MR. TSAFOS said that it also comes down to project management
and having people who really know how to do this, and the
companies involved in Alaska are very experienced players.
However, an experienced player is not foolproof protection
against cost overruns as the projects on slide 16 involved very
experienced players, but it is usually better to have an
experienced partner than an inexperienced one. As things get
closer to making a final decision on the Alaska LNG Project,
there should be a shrinking of the current range of price
estimate because an oil company will want that range to be
smaller. However, there must be an appreciation that things do
go wrong sometimes and end up costing more. Another thing to
keep in mind is that, because of the way these projects work,
what cost overruns usually do is reduce the rate of return.
Once the project is built it will not cost a lot of money to
keep it running. Over time, money will still be made, but it
just may not seem as smart of an investment in retrospect.

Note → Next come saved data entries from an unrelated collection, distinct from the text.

PR #1680, opened 2021-11-04
feat: New camera manager class for better controls customisation and configuration

Savokr:
Move of all camera related functionality to a separate CameraManager class with possibility of easier configuration/extension of camera controls.


viewer/packages/camera-manager/src/CameraManager.ts
```diff
@@ -0,0 +1,457 @@
+/*!
+ * Copyright 2021 Cognite AS
+ */
+
+import * as THREE from 'three';
+import TWEEN from '@tweenjs/tween.js';
+import { ComboControls } from './ComboControls';
+import { CallbackData } from './types';
+
+export class CameraManager extends THREE.EventDispatcher {
```
larsmoa, line 10: Why does this inherit EventDispatcher?

viewer/packages/camera-manager/src/CameraManager.ts
```diff
@@ -0,0 +1,457 @@
...
+        )
+    };
+
+    /**
+   * Calculates new target when raycaster doesn't have any intersections with the model.
+   * @param cursorPosition Cursor position for desired calculations.
+   * @param cursorPosition.x
+   * @param cursorPosition.y
+   */
+  private calculateMissedRaycast = (cursorPosition: { x: number; y: number }, modelsBB: THREE.Box3): THREE.Vector3 => {
```
larsmoa, line 56:
```suggestion
  private calculateMissedRaycast(cursorPosition: { x: number; y: number }, modelsBB: THREE.Box3): THREE.Vector3  {
```
Why usually use this way of defining functions. No biggie, but nice to standardise (if there aren't any good reasons why we should do something else)

viewer/packages/camera-manager/src/CameraManager.ts
```diff
@@ -0,0 +1,457 @@
...
+import { ComboControls } from './ComboControls';
+import { CallbackData } from './types';
+
+export class CameraManager extends THREE.EventDispatcher {
+    public controls: ComboControls;
+    
+    private _camera: THREE.PerspectiveCamera;
+    private _domElement: HTMLElement;
+    
+    private modelRaycast: (x: number, y: number) => Promise<CallbackData>;
```
larsmoa, line 16:
```suggestion
    private readonly _modelRaycastCallback: (x: number, y: number) => Promise<CallbackData>;
```

viewer/packages/camera-manager/src/types.ts
```diff
@@ -0,0 +1,37 @@
...
+        point: THREE.Vector3;
+        /**
+         * Distance from the camera to the intersection.
+         */
+        distanceToCamera: number;
+    } | null;
+    /**
+     * Bounding box for all models on the scene
+     */
+    modelsBB: THREE.Box3;
```
larsmoa, line 36: Rename to `modelsBoundingBox`

viewer/packages/camera-manager/src/CameraManager.ts
Savokr: I thought that it could be similar to how ComboControls throw 'cameraChange' event and because of that inherit EventDispatcher class. Probably can remove it for now

viewer/packages/camera-manager/src/types.ts
Savokr: Done

viewer/packages/camera-manager/src/CameraManager.ts
Savokr: Changed to normal

viewer/core/src/public/migration/InputManager.ts
```diff
@@ -0,0 +1,3 @@
+/*!
+ * Copyright 2021 Cognite AS
+ */
```
larsmoa, line 3: Remove this empty file for now.

viewer/packages/camera-manager/src/CameraManager.ts
larsmoa: Yeah, remove it - not used currently.

viewer/packages/camera-manager/src/CameraManager.ts
```diff
@@ -0,0 +1,534 @@
...
+import { assertNever } from '@reveal/utilities';
+
+const DefaultCameraControlsOptions: Required<CameraControlsOptions> = {
+  zoomToCursor: 'basicLerp',
+  onClickTargetChange: false,
+  canInterruptAnimations: false
+};
+
+export class CameraManager extends THREE.EventDispatcher {
+  public controls: ComboControls;
```
larsmoa, line 18: I don't think this should be public. Also add `readonly`

viewer/packages/camera-manager/src/CameraManager.ts
```diff
@@ -0,0 +1,534 @@
...
+  private _cameraControlsOptions: Required<CameraControlsOptions> = { ...DefaultCameraControlsOptions };
+
+  public automaticNearFarPlane: boolean = true;
+  public automaticControlsSensitivity = false;
+
+  private isDisposed = false;
+  private readonly _animationDuration: number = 600;
+  private readonly _minDefaultAnimationDuration: number = 600;
+  private readonly _maxDefaultAnimationDuration: number = 2500;
+  private readonly _minDistanceDefault: number = 0.1;
```
larsmoa, line 34: Make the defaults `static readonly` and use `CamelCase`

viewer/packages/camera-manager/src/CameraManager.ts
```diff
@@ -0,0 +1,534 @@
...
+   */
+  private async changeTarget(event: MouseEvent) {
+    const { offsetX, offsetY } = event;
+
+    const { x, y } = this.convertPixelCoordinatesToNormalized(offsetX, offsetY);
+
+    const callbackData = await this._modelRaycastCallback(offsetX, offsetY);
+
+    const newTarget =
+      callbackData?.intersection?.point ?? this.calculateMissedRaycast({ x, y }, callbackData.modelsBoundingBox);
```
larsmoa, line 108:
```suggestion
    const newTarget =
      callbackData.intersection?.point ?? this.calculateMissedRaycast({ x, y }, callbackData.modelsBoundingBox);
```
`callbackData` is never `undefined` (?)

viewer/packages/camera-manager/src/CameraManager.ts
```diff
@@ -0,0 +1,534 @@
...
+
+    this.setCameraTarget(newTarget, true);
+  }
+
+  /**
+   * Changes controls scroll target based on current cursor position.
+   * @param event MouseEvent that contains pointer location data.
+   */
+  private async changeScrollTarget(event: any) {
```
larsmoa, line 117: Avoid using `any` - use the actual type.

viewer/packages/camera-manager/src/CameraManager.ts
```diff
@@ -0,0 +1,534 @@
...
+
+      this.controls.enableKeyboardNavigation = false;
+      this.changeTarget(e);
+    };
+
+    const onWheel = async (e: any) => {
+      const timeDelta = wheelClock.getDelta();
+      timeAfterClick += clickClock.getDelta();
+
+      if (timeAfterClick > 3) newTargetUpdate = false;
```
larsmoa, line 166: What is "3"? Seconsd?

viewer/packages/camera-manager/src/CameraManager.ts
```diff
@@ -0,0 +1,534 @@
...
+
+      const wantNewScrollTarget = startedScroll && !newTargetUpdate && e.deltaY < 0;
+
+      if (wantNewScrollTarget) {
+        startedScroll = false;
+
+        this.changeScrollTarget(e);
+      } else {
+        if (timeDelta > 0.1) startedScroll = true;
+      }
```
larsmoa, line 176:
```suggestion
      } else if (timeDelta > 0.1) {
        startedScroll = true;
      }
```

viewer/packages/camera-manager/src/CameraManager.ts
```diff
@@ -0,0 +1,534 @@
...
+  setCameraTarget(target: THREE.Vector3, animated: boolean = false): void {
+    if (this.isDisposed) {
+      return;
+    }
+
+    const animationTime = animated ? this._animationDuration : 0;
+    this.moveCameraTargetTo(target, animationTime);
+  }
+
+  /** @private */
```
larsmoa, line 270:
```suggestion
```

viewer/packages/camera-manager/src/CameraManager.ts
```diff
@@ -0,0 +1,534 @@
...
+  private readonly calculateDefaultDuration = (distanceToCamera: number) => {
```
larsmoa, line 271:
```suggestion
  private calculateDefaultDuration(distanceToCamera: number): number {
```

viewer/packages/camera-manager/src/CameraManager.ts
```diff
@@ -0,0 +1,534 @@
...
+    }
+
+    if (duration === 0) {
+      this.controls.setState(this._camera.position, target);
+      return;
+    }
+
+    const { _camera, _raycaster } = this;
+
+    if (duration === undefined) duration = this.calculateDefaultDuration(target.distanceTo(_camera.position));
```
larsmoa, line 364:
```suggestion
    duration = duration ??this.calculateDefaultDuration(target.distanceTo(_camera.position));
```

viewer/packages/camera-manager/src/CameraManager.ts
larsmoa: Use this style for function definitions.

larsmoa (changes requested):

viewer/packages/camera-manager/src/CameraManager.ts
Savokr: Yes, but not sure about that mechanics and how it feels. It is preventing zoom to cursor functionality for 3 seconds after target change click was initiated. Do you think it's bad idea or we can keep it and add other parameter for it?

viewer/packages/camera-manager/src/CameraManager.ts
Savokr: Should be, yeah

viewer/packages/camera-manager/src/CameraManager.ts
larsmoa: Hmm, it sounds a bit odd and that it easily could lead to confusion.

viewer/packages/camera-manager/src/CameraManager.ts
Savokr: Oh, it is undefined if raycast misses the model actually, so should be with question mark.

viewer/packages/camera-manager/src/CameraManager.ts
Savokr: Removed, finally

viewer/packages/camera-manager/src/CameraManager.ts
Savokr: Using it in the viewer to access controls methods, so I would say that it is reasonable to have them public

Savokr: Finally done

viewer/packages/utilities/src/events/InputHandler.ts
```diff
@@ -0,0 +1,133 @@
...
+
+export class InputHandler {
+  private readonly domElement: HTMLElement;
+
+  private readonly _events = {
+    click: new EventTrigger<PointerEventDelegate>(),
+    hover: new EventTrigger<PointerEventDelegate>()
+  };
+
+  private setupEventListeners() {
```
christjt, line 19: Private methods should be declared last.

christjt (changes requested):
Overall a really good change in the correct direction! Great to see a lot of the business logic being moved out of the `Cognite3DViewer`. Most comments are quite minor, and overall this looks good. Still missing the abstraction for the manager (should be accessed through an interface).

viewer/packages/camera-manager/src/CameraManager.ts
```diff
@@ -0,0 +1,584 @@
...
+  /**
+   * Changes controls target based on current cursor position.
+   * @param event MouseEvent that contains pointer location data.
+   */
+  private async changeTarget(event: MouseEvent) {
+    const { offsetX, offsetY } = event;
+
+    const { x, y } = this.convertPixelCoordinatesToNormalized(offsetX, offsetY);
+
+    const callbackData = await this._modelRaycastCallback(offsetX, offsetY);
```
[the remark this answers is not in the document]
Savokr: renamed to modelRaycastData

viewer/packages/camera-manager/src/CameraManager.ts
```diff
@@ -0,0 +1,584 @@
...
+    const { offsetX, offsetY } = event;
+    const { x, y } = this.convertPixelCoordinatesToNormalized(offsetX, offsetY);
+
+    const callbackData = await this._modelRaycastCallback(offsetX, offsetY);
+
+    const newScrollTarget =
+      callbackData?.intersection?.point ?? this.calculateMissedRaycast({ x, y }, callbackData.modelsBoundingBox);
+
+    this.controls.setScrollTarget(newScrollTarget);
+  }
```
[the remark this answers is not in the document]
Savokr: Created a new function called calculateNewTarget that replaces both of them. Only addition is that now camera target and controls 'scrollTarget' are set inside onClick and onWheel method.

viewer/packages/camera-manager/src/CameraManager.ts
```diff
@@ -0,0 +1,569 @@
...
+  setCameraControlsState(controlsState: ControlsState): void {
+    this._controls.setState(controlsState.position, controlsState.target);
+  }
+
+  setCameraControlsOptions(controlsOptions: CameraControlsOptions): void {
+    this._cameraControlsOptions = { ...CameraManager.DefaultCameraControlsOptions, ...controlsOptions };
+
+    this.teardownControls();
+    this.setupControls();
+  }
```
larsmoa, line 292: Try to keep get-functions next to set-functions so it's easier to find them

viewer/packages/camera-manager/src/CameraManager.ts
```diff
@@ -0,0 +1,569 @@
...
+
+  private calculateDefaultDuration(distanceToCamera: number): number {
+    let duration = distanceToCamera * 125; // 125ms per unit distance
+    duration = Math.min(
+      Math.max(duration, CameraManager.DefaultMinAnimationDuration),
+      CameraManager.DefaultMaxAnimationDuration
+    );
+
+    return duration;
```
larsmoa, line 310: Move to bottom of the class

viewer/packages/camera-manager/src/CameraManager.ts
```diff
@@ -0,0 +1,584 @@
...
+  outBuffer = outBuffer || [
+    new THREE.Vector3(),
+    new THREE.Vector3(),
+    new THREE.Vector3(),
+    new THREE.Vector3(),
+    new THREE.Vector3(),
+    new THREE.Vector3(),
+    new THREE.Vector3(),
+    new THREE.Vector3()
+  ];
```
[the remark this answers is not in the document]
larsmoa: I'll up with `range(0, 8).map(_ => new THREE.Vector3())`

https://lodash.com/docs/2.4.2#range

viewer/packages/camera-manager/src/types.ts
```diff
@@ -0,0 +1,89 @@
...
+   */
+  onClickTargetChange?: boolean;
+};
+
+export type ControlsState = {
+  position: THREE.Vector3;
+  target: THREE.Vector3;
+};
+
+export interface RevealCameraControls extends THREE.EventDispatcher {
```
larsmoa, line 35: I don't think we need this interface (at least not yet).

I think we should place the abstraction layer at `CameraManager`, and have users implement their own manager instead of drop in controls. This gives more flexibility, but also will require us to add more tooling to enable users to implement this class.

I'm very open for discussion on this topic though...

larsmoa (changes requested):

viewer/packages/camera-manager/src/CameraManager.ts
Savokr: Ok, missed it for some reason

viewer/packages/camera-manager/src/CameraManager.ts
```diff
@@ -0,0 +1,584 @@
...
+    return this.controls.getState();
+  }
+
+  getCameraControls(): ComboControls {
+    return this.controls;
+  }
+
+  setCameraControlsState(controlsState: ControlsState): void {
+    this.controls.setState(controlsState.position, controlsState.target);
+  }
```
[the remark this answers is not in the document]
Savokr: Changed most of them to setters/getters but I think that for state it looks better as a method.

viewer/packages/camera-manager/src/CameraManager.ts
```diff
@@ -0,0 +1,569 @@
+/*!
+ * Copyright 2021 Cognite AS
+ */
+
+import * as THREE from 'three';
+import TWEEN from '@tweenjs/tween.js';
+import { ComboControls } from './ComboControls';
+import { CallbackData, CameraControlsOptions, CameraChangeData, PointerEventDelegate, ControlsState } from './types';
+import { assertNever, EventTrigger, InputHandler } from '@reveal/utilities';
+import { RevealCameraControls } from '..';
```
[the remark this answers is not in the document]
Savokr: Yeah, it was auto-imported by VSCode, did't want to do that intentionally.

viewer/packages/camera-manager/src/CameraManager.ts
```diff
@@ -0,0 +1,584 @@
...
+        break;
+      case 'zoomToCursor':
+        this.controls.setScrollTarget(this.controls.getState().target);
+        this.controls.useScrollTarget = true;
+        this.controls.zoomToCursor = true;
+        break;
+
+      default:
+        assertNever(this._cameraControlsOptions.mouseWheelAction);
+    }
```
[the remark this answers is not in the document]
Savokr: Extracted it into handleMouseWheelAction function with slight modification.

viewer/packages/camera-manager/src/types.ts
```diff
@@ -0,0 +1,88 @@
...
+   */
+  setViewTarget: (target: THREE.Vector3) => void;
+
+  /**
+   * Sets scroll target (used for different scrolling mechanics) for controls.
+   */
+  setScrollTarget: (target: THREE.Vector3) => void;
+}
+
+export type CallbackData = {
```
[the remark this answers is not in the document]
Savokr: Renamed to `CameraManagerCallbackData`

viewer/packages/camera-manager/src/CameraManager.ts
```diff
@@ -0,0 +1,569 @@
...
+
+  private isDisposed = false;
+
+  private readonly _modelRaycastCallback: (x: number, y: number) => Promise<CallbackData>;
+  private _onClick: ((event: MouseEvent) => void) | undefined = undefined;
+  private _onWheel: ((event: MouseEvent) => void) | undefined = undefined;
+
+  private static readonly DefaultAnimationDuration = 600;
+  private static readonly DefaultMinAnimationDuration = 600;
+  private static readonly DefaultMaxAnimationDuration = 2500;
```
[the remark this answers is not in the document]
Savokr: Reduced them by half

viewer/packages/camera-manager/src/CameraManager.ts
```diff
@@ -0,0 +1,584 @@
...
+      })
+      .onComplete(() => {
+        if (this.isDisposed) {
+          return;
+        }
+        this._domElement.removeEventListener('pointerdown', stopTween);
+      })
+      .start(TWEEN.now());
+    tween.update(TWEEN.now());
+  }
```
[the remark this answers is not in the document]
Savokr: Added two function that are shared between `moveCameraTargetTo` and `moveCameraTo`.

viewer/packages/camera-manager/src/types.ts
```diff
@@ -0,0 +1,89 @@
...
+   *
+   */
+  mouseWheelAction?: 'zoomToTarget' | 'zoomPastCursor' | 'zoomToCursor';
+  /**
+   * Enables or disables change of camera target on mouse click. New target is then set to the point of the model under current cursor position.
+   *
+   * Default is false.
+   *
+   */
+  onClickTargetChange?: boolean;
```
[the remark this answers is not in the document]
Savokr: Changed

viewer/packages/camera-manager/src/CameraManager.ts
```diff
@@ -0,0 +1,569 @@
...
+    raycastFunction: (x: number, y: number) => Promise<CallbackData>
+  ) {
+    this._camera = camera;
+    this._domElement = domElement;
+    this._inputHandler = new InputHandler(domElement);
+    this._modelRaycastCallback = raycastFunction;
+    this._controls = new ComboControls(camera, domElement);
+    this._controls.dollyFactor = 0.992;
+    this._controls.minDistance = 0.15;
+    this._controls.maxDistance = 100.0;
```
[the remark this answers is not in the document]
Savokr: Found out maxDistance is never used inside ComboControls 🙂, removed it and minDistance setting since it is always adjusted in runtime. Default dollyFactor from ComboControls is also feeling alright.

viewer/packages/camera-manager/src/CameraManager.ts
```diff
@@ -0,0 +1,569 @@
...
+    return { x, y };
+  }
+
+  /**
+   * Calculates new target when raycaster doesn't have any intersections with the model.
+   * @param cursorPosition Cursor position for desired calculations.
+   * @param cursorPosition.x
+   * @param cursorPosition.y
+   */
+  private calculateMissedRaycast(
```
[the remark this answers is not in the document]
Savokr: Renamed to `calculateNewTargetWithoutModel`

viewer/packages/camera-manager/src/types.ts
Savokr: I think I agree about that now. I'll create a possible interface for `CameraManager` and we'll see how it will go. Another thought that I had was creating a base CameraManager class with some "obvious" methods (like fitCameraToModel/BoundingBox) that users can override, so that modification could be easier if you only want to add/change a few methods.

viewer/core/src/public/migration/Cognite3DViewer.test.ts
```diff
@@ -224,14 +224,16 @@ describe('Cognite3DViewer', () => {
...
       mouseWheelAction: 'zoomToTarget'
     });
 
     // Assert
     const newCameraControlsOptions = viewer.getCameraControlsOptions();
 
-    expect(newCameraControlsOptions.onClickTargetChange).not.toEqual(originalCameraControlsOptions.onClickTargetChange);
+    expect(newCameraControlsOptions.changeCameraTargetOnClick).not.toEqual(
+      originalCameraControlsOptions.changeCameraTargetOnClick
+    );
```
larsmoa, line 236: This test doesn't look very useful, it basically just checks if a setter owrks. Not sure there's any good way to make it better though

viewer/packages/camera-manager/src/types.ts
larsmoa: Not sure what value this interface adds now - do we want to keep it? My suggestion is to keep the interface for now but dont change the return type in `Cognite3dViewer` and don't expose the interface.

viewer/packages/utilities/src/events/InputHandler.ts
```diff
@@ -0,0 +1,120 @@
...
+    const { domElement } = this;
+
+    const maxMoveDistance = 8;
+    const maxClickDuration = 250;
```
larsmoa, line 24: Move to class constants.

viewer/packages/utilities/src/events/InputHandler.ts
```diff
@@ -0,0 +1,120 @@
...
+
+    let pointerDown = false;
+    let pointerDownTimestamp = 0;
+    let validClick = false;
+
+    const startOffset = new Vector2();
+
+    const onHoverCallback = debounce((e: MouseEvent) => {
+      this._events.hover.fire(clickOrTouchEventOffset(e, domElement));
```
larsmoa, line 33: Move this implementation and other event handler implementations below to member functions to make `setupEventListeners` smaller

viewer/packages/utilities/src/events/InputHandler.ts
larsmoa: Move private functions to the after all public functions

larsmoa (changes requested):

viewer/packages/camera-manager/src/CameraManager.ts
```diff
@@ -0,0 +1,584 @@
...
+ * Copyright 2021 Cognite AS
+ */
+
+import * as THREE from 'three';
+import TWEEN from '@tweenjs/tween.js';
+import { ComboControls } from './ComboControls';
+import { CallbackData, CameraControlsOptions, CameraChangeData, PointerEventDelegate, ControlsState } from './types';
+import { assertNever, EventTrigger, InputHandler } from '@reveal/utilities';
+
+export class CameraManager {
```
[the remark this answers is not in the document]
Savokr: Not sure what to do with that. Can extract some methods with event listeners but it will require passing domElement as an argument, so not sure whether it will look better. As for creating some other classes, we could add Animations class but probably in other PR.

viewer/core/src/public/migration/Cognite3DViewer.test.ts
Savokr: Could be a check for added eventListeners maybe, can look into that in other PR.

viewer/packages/camera-manager/src/types.ts
Savokr: Changed to returning `ComboControls` everywhere

viewer/packages/utilities/src/events/InputHandler.ts
Savokr: Others require the context of this function so moved only parts of them but looks better I think. Not sure about number of arguments, though...

viewer/packages/camera-manager/src/CameraManager.ts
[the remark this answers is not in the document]
larsmoa: There's a few possible low hanging fruit her:
- NearFarPlaneHelper
- CameraAnimationHelper

Since this is moved from viewer its ok if we do this in a separate PR to me, but it would make things nicer.

viewer/packages/camera-manager/src/ComboControls.ts
```diff
@@ -41,14 +41,13 @@ function getPinchInfo(domElement: HTMLElement, touches: TouchList) {
...
-export default class ComboControls extends EventDispatcher {
+export class ComboControls extends EventDispatcher {
   public enabled: boolean = true;
   public enableDamping: boolean = true;
   public dampingFactor: number = 0.25;
   public dynamicTarget: boolean = true;
   public minDistance: number = 0.1;
-  public maxDistance: number = Infinity;
-  public dollyFactor: number = 0.98;
+  public dollyFactor: number = 0.99;
```
larsmoa, line 50: Why is maxDistance removed and dollyFactor introduced?

viewer/packages/camera-manager/src/CameraManager.ts
```diff
@@ -0,0 +1,584 @@
...
+    duration = Math.min(
+      Math.max(duration, CameraManager.DefaultMinAnimationDuration),
+      CameraManager.DefaultMaxAnimationDuration
+    );
+
+    return duration;
+  }
+}
+
+function getBoundingBoxCorners(bbox: THREE.Box3, outBuffer?: THREE.Vector3[]): THREE.Vector3[] {
```
larsmoa, line 567: Can this be replaced with `visitBox3CornerPoints` which we have in the utilities-package?

viewer/packages/camera-manager/src/ComboControls.ts
```diff
@@ -77,7 +76,7 @@ export default class ComboControls extends EventDispatcher {
   public zoomToCursor = true;
   public minDeltaRatio = 1;
   public maxDeltaRatio = 8;
-  public minDeltaDownscaleCoefficient = 0.1;
+  public minDeltaDownscaleCoefficient = 0.05;
```
larsmoa, line 79: Why change?

I don't think behaviour should change from this PR.

larsmoa (changes requested):

viewer/packages/camera-manager/README.md
```diff
@@ -60,7 +60,6 @@ controls.dynamicTarget = false; // possible to zoom past the target (will move t
 controls.dollyFactor = 0.98; // zoom factor (when zooming one step the distance to the target will be distance = oldDistance * dollyFactor)
 
 controls.minDistance = 1; // minimum distance to the target (see also dynamicTarget)
-controls.maxDistance = Infinity; // maximum distance to the target
```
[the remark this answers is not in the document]
Savokr: This value was never used inside `ComboControls` class. 🙂   (It was like that long before my changes)

viewer/packages/camera-manager/src/ComboControls.ts
Savokr: Reason for removal of maxDistance is described above, dollyFactor default is taken from the value that was before set every time ComboControls were created in Cognite3DViewer. Also, this difference in dolly factor (0.01) affects controls in very tiny way, so doesn't really matter here. It is now just defaulted to the value that it was always used with before.

viewer/packages/camera-manager/src/ComboControls.ts
Savokr: Sure, will change to previous value. Was experimenting on this value for zooming from long distances. Will change it in a different PR, probably the one about controls sensitivity and small fixes for zooming speed.

viewer/packages/camera-manager/src/CameraManager.ts
Savokr: I checked `getBox3CornerPoints` method and it is essentially doing the same thing (only the order of corners is different but it shouldn't matter in most (all?) cases) but every function call it is creating a new array. However, implementation in `getBoundingBoxCorners` work on present array if it is passed. Since call is happening every frame we need to stick to last implementation. We can try just to remove method from CameraManager and change implementation in utils if it is ok.

viewer/packages/camera-manager/src/CameraManager.ts
```diff
@@ -0,0 +1,584 @@
...
+    // See https://stackoverflow.com/questions/8101119/how-do-i-methodically-choose-the-near-clip-plane-distance-for-a-perspective-proj
+    if (this.isDisposed) {
+      return;
+    }
+    if (!this.automaticControlsSensitivity && !this.automaticNearFarPlane) {
+      return;
+    }
+
+    const { cameraPosition, cameraDirection, corners } = this._updateNearAndFarPlaneBuffers;
+    getBoundingBoxCorners(combinedBbox, corners);
```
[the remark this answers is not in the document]
Savokr: Passed all needed values as arguments. Also, storing these values as globals is required because of every frame update for of them.

viewer/packages/camera-manager/src/CameraManager.ts
```diff
@@ -0,0 +1,590 @@
...
+    return { tween, stopTween };
+  }
+
+  private calculateCameraFar(
+    near: number,
+    cameraPosition: THREE.Vector3,
+    cameraDirection: THREE.Vector3,
+    corners: Array<THREE.Vector3>
+  ): number {
+    const { nearPlane, nearPlaneCoplanarPoint } = this._updateNearAndFarPlaneBuffers;
```
larsmoa, line 404: It's a bit sketchy to fetch vars from buffers from another "vars buffer". Move the stuff you need to a new buffer 
`_calculateCameraFarBuffers` or something so it's clear where the vars are used.

larsmoa (approved):
See comment

larsmoa (approved):

viewer/packages/camera-manager/src/CameraManager.ts
larsmoa: Maybe you at least can implement getBox3CornerPoints using visitBox3CornerPoints?

Savokr: Not sure what you mean here, there is no method called `visitBox3CornerPoints`, you meant `getBox3CornerPoints`? If yes, then you suggest using it for `getBoundingBoxCorners` or vice versa?

larsmoa: Not sure the exact naming but there was a function in the utilities package I thought could be used here to implement the function

larsmoa: Anyway, minor. It's OK as is.

christjt (approved):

Generally, over the course of a project, money is not lost each
year in the sense of a negative cash flow; prices would have to
go really low for that point to be reached. Usually what
happens when costs go through the roof is that instead of making
an anticipated return of, say, 15 percent, the return is 10 or 8
percent.
3:05:05 PM
REPRESENTATIVE TARR related that when talking with TransCanada,
the company says it will be a good partner because it is a
pipeline builder as well as a pipeline operator. In looking at
the last slides of the presentation regarding the risk/reward
analysis and the things that need to align, virtually all the
items are aligned under the scenario in which AGIA would be
terminated and the state goes to the bidding process. She
inquired what that scenario would mean as far as the potential
for one partner building the pipeline and another partner
operating the pipeline and how that would compare to what is
currently being considered.
MR. MAYER answered that if, for instance, the tariff is of
paramount importance, then the state needs to carefully weigh
what the realistic chance is that there is a better deal on that
front versus what the state thinks the cost will be for either
arbitration or an ever messier exit to the AGIA process, plus
delay. The other question is the MOU and the number of off-
ramps anticipated within the MOU. If the Precedent Agreement
and the Firm Transportation Services Agreement outlined in the
MOU are put into place, TransCanada will bear the state's share
of costs in undertaking the Pre-Front End and Engineering Design
(Pre-FEED) study. At any point during that time, within 60 days
he believed, or possibly 90 days, the state can turn around and
say it wants to go alone or go with a different partner and
reimburse TransCanada its costs plus a 7.1 percent interest
rate. At the Final Investment Decision (FID), the state has the
ability, for any reason, to terminate the arrangement. When all
those things are factored in, that question of whether the state
is definitely getting the best deal and whether the state is
certain of that right now, in some ways becomes even less
pressing.
3:08:08 PM
CO-CHAIR FEIGE observed that a number of projects on slide 16
were either early or on time and on budget. He asked who built
those projects.
MR. TSAFOS responded he will get back to the committee with that
information. The key thing here, he added, is to distinguish
that the oil companies are the project sponsors and that they
hire and oversee an engineering, procurement, and construction
(EPC) contractor to build the project. In the case of Egyptian
LNG, "BG" is the largest project sponsor and he believes BG
hired Bechtel to execute that project, but he will get back to
the committee to confirm this. He said he has worked in the
past with some of these producers, as well as EPC contractors,
and several have tried to link themselves with this chart.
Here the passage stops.